■ **WHAT IS BEING ASKED**: Write out again, exactly as they stand, the line that includes "[FIX] validate java vararg methods" and all remaining lines of the entries.

(Stored data entries)
--------------------------------------------------

PR #947, opened 2020-05-11
[Improvement] turn fatal on warnings on again

### LINKED ISSUE #709: Turn scala compiler option: fatal-warnings on again
As it was mentioned by @fijolekProjects in https://github.com/TouK/nussknacker/pull/342#discussion_r381509037 
, we can turn on fatal-warnings if we will add silencer plugin to sbt.

It can protect us from some runtime detected bug like `MatchError` in pattern matching.

mproch:
closes #709

### DIFF
--- a/build.sbt
+++ b/build.sbt
@@ -9,7 +9,7 @@ import ReleaseTransformations._
 import scala.util.Try
 
 val scala211 = "2.11.12"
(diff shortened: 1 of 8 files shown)


mproch:
Done in different PR

PR #949, opened 2020-05-12
[Improvement] JVM options can be configured via env variable

### LINKED ISSUE #797: Make JVM parameters configurable
Right now application uses JVM defaults and there is no easy way to override that. It works for local development, but in production we should be able to customize JVM parameters. This would also help with memory usage od demo, which currently eats up 1-1,5 GB (default Xms/Xmx on my system), while it probably needs no more than 128 or 256 MB.

mproch:
Closes #797


lciolecki:
@mproch let's add Changelog info about this.

PR #953, opened 2020-05-12
[FIX] validate java vararg methods

mproch:


engine/interpreter/src/main/scala/pl/touk/nussknacker/engine/spel/typer/TypeMethodReference.scala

--------------------------------------------------

■ **YOUR SOLUTION**:
[FIX] validate java vararg methods

mproch:


engine/interpreter/src/main/scala/pl/touk/nussknacker/engine/spel/typer/TypeMethodReference.scala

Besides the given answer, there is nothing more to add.